I have Qlikview Server 9 installed and using IIS as the web server instead of the default QVWS. in order for qlikview to work, i need to enable windows integrated authentication and disable anonymous access.
however, this would mean i would need to enter a password everytime I wanted to access qlikview from outside the server box. is there a way to somehow let qlikview accept authentication tokens from windows so that if i log in as a user on an active directory that has access to qlikview, qlikview will automatically extract the user information and give me access without me having to type a username and password again.
Thanks in advance for any insight,
Yes. A local user should have been created with installation it is called IQVS_[machinename] . If you give this user access (in ntfs) to your qvw folder or direct access to the qvws you would like to show on AccessPoint then you can set the security in the QMC >User Documents >Authorization to Always anonymous. Click on the green plus sign and the option will be available there. If you are allowing anonymous in IIS this should work.
Hope this helps!
Thanks for your reply Karl. Unfortunately, it doesnt seem to work. The only way that Authorization options will even show up in the User Documents settings is if Qlikview is set to DMS authorization. But once I do this, wouldn't Qlikview just control file authorization directly and not even check the ntfs settings?

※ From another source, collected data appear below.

PR #681, opened 2020-03-20
Nationalclouddev

hforeste:
- Add geomastername in the request headers
- Remove static configuration for Observer
- Redirect using 302 instead of 301 for Dsts Auth since it was causing cache issues with the browser
- View application exceptions in the HTTP response body
- Configure Observer for different cloud AAD authorities


ApplensBackend/Configuration/StartupNationalCloud.cs
```diff
@@ -112,6 +120,22 @@ public virtual void ConfigureServices(IServiceCollection services)
...
+            app.UseExceptionHandler(errorApp =>
+            {
+                errorApp.Run(async context =>
+                {
+                    context.Response.StatusCode = 500;
+                    context.Response.ContentType = "text/html";
+                    await context.Response.WriteAsync("<html lang=\"en\"><body>\r\n");
+                    await context.Response.WriteAsync("ERROR!<br><br>\r\n");
+                    var exceptionHandlerPathFeature = context.Features.Get<IExceptionHandlerPathFeature>();
+                    await context.Response.WriteAsync(exceptionHandlerPathFeature?.Error?.ToString());
```
rekhaswaminathan: Can you provide me some context on why we need this?

hforeste: It is not required but I would say it is nice to have so that we can see why something is failing in applens itself. It was helpful when I could use the F12 developer window and see the exception in the response in real time and when I didn't have application insights hooked up to the app.

rekhaswaminathan: Does this apply to detector failures also? If so, shouldn't this change be done in RuntimeHost?

hforeste: Detector failures won't count. Its only exceptions inside of applens app code its self. So stuff like failed to execute an observer call.

PR #686, opened 2020-03-24
Synchronize charts on detector

michimune:


cindylovescoding:
Hey Michi, Is this including the fix for accessibility to iterate series data through keyboard?

AngularApp/projects/diagnostic-data/src/lib/components/highcharts-graph/highcharts-graph.component.ts
```diff
@@ -282,6 +346,22 @@ export class HighchartsGraphComponent implements OnInit {
...
                 },
+                events: {
+                    setExtremes: function(evt: Highcharts.AxisSetExtremesEventObject) {
+                        if (evt.trigger !== 'sync') { // Prevent feedback loop
+                            for(let i = 0; i < Highcharts.charts.length; i++)
+                            {
+                                let chart = Highcharts.charts[i];
+
+                                if (chart && this.chart !== chart) {
+                                    if (chart.xAxis[0].setExtremes) { // It is null while updating
```
cindylovescoding: We may want to add an insight later on to remind users that insights on the same detector are not synced for the same time range that we select for graphs.

michimune: Yes. Detectors need to add such a note. I think we should create a new gist which many detectors can use in common.

michimune:
For the accessibility, it accepts left and right arrow keys. But unfortunately I could not implement to draw plot lines to all the charts. As a workaround, when a key is pressed we show tooltips without plot lines. It's not a perfect solution but at least consistency is provided. I will keep trying to improve the experience.

PR #687, opened 2020-03-24
fix padding in search result homepage, Api and Mobile App will navigate only to old UI

XiaoxuHU:


AngularApp/projects/app-service-diagnostics/src/app/fabric-ui/version-test.service.ts
```diff
@@ -44,6 +44,6 @@ export class VersionTestService {
 
     private isWindowsWebAppResource(site: Site, resourceType: ResourceType): boolean {
         let isLinuxPlatform = site && site.kind && site.kind.toLowerCase().indexOf('linux') >= 0;
-        return resourceType === ResourceType.Site && site && site.appType === AppType.WebApp && !isLinuxPlatform;
+        return resourceType === ResourceType.Site && site && site.appType === AppType.WebApp && !isLinuxPlatform && site.kind === 'app';
```
ShekharGupta1988: any reason for additional check. The kind can also be webapp

PR #692, opened 2020-03-26
Add a check for storage length till ANT88

puneetg1983:
Auto-healing server side code is encountering a buffer overrun if the storage account number is longer than 18 characters. The server side fix is applied but will go with ANT 88 which might take more than a month. Adding a check in UI code for Storage name length so that customers dont end up configuring a storage account which may then cause Autohealing to fail silently.

image

For pre-configured Storage accounts that are already exceeding in length, Auto-Heal UI will show this warning.

image

### DIFF
--- a/AngularApp/projects/app-service-diagnostics/src/app/betaSubscriptions.ts
+++ b/AngularApp/projects/app-service-diagnostics/src/app/betaSubscriptions.ts
@@ -10,26 +10,26 @@ export class DemoSubscriptions {
         'ef90e930-9d7f-4a60-8a99-748e0eea69de', // AntaresDemo
         'fb2c25dc-6bab-45c4-8cc9-cece7c42a95a', // antps14
         'edcc99a4-b7f9-4b5e-a9a1-3034c51db496', // OtherDemo?
-        'ce678eba-8ab3-4a0c-9610-97fee4ee6b34',  //Ranjith linux test sub
-        '88c8fe3d-1993-4fac-8e44-0f3232cc60ce',   // antps29,
-        'da511dea-6e00-4728-93ff-6302ad7fe284',   // Nazeef's Sub
-        '15c0f6ba-acb7-4f9a-aed0-7249c140b4f3', //Finbar' sub
+        'ce678eba-8ab3-4a0c-9610-97fee4ee6b34', // Ranjith linux test sub
+        '88c8fe3d-1993-4fac-8e44-0f3232cc60ce', // antps29,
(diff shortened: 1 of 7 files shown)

In any case, i tried it with setting only Anonymous access in IIS and I would always immediately get the "You are not authorized to see this page" error when I tried to access the AccessPoint page in a browser.
However, if I give the Virtual directory Qlikview integrated windows authentication, I dont get that page, but when accesspoint opens up, only the header picture is shown, nothing else. In Internet Explorer, it reports there is an error on the page on the botton left corner and clicking on the details says something about "Qva is undefined"
Is there something I'm missing?
I got the same through NTNAME section access.And it works for me.
You can check the same if it helps you.
The script is as below,
'USER' as ACCESS,
DOMAINNAME AS NTNAME,SCEN
Load SCEN Resident USERINFO;
Here my domain name and access info is coming from the database, so which all users NTNAME is mentioned in the database, they only can open the file.
And when the allowed user tries to open the file its not asking him the userid and password again, as the same is fetched from the windows NT login.
Hope it may help you.
I put all zerofoot print in a password protected folder , and front page before user logons shows a image located in this protected folder , thus forcing user to logon , if logon picture is green if not its red. then user need never logon agagain as im using ntusername.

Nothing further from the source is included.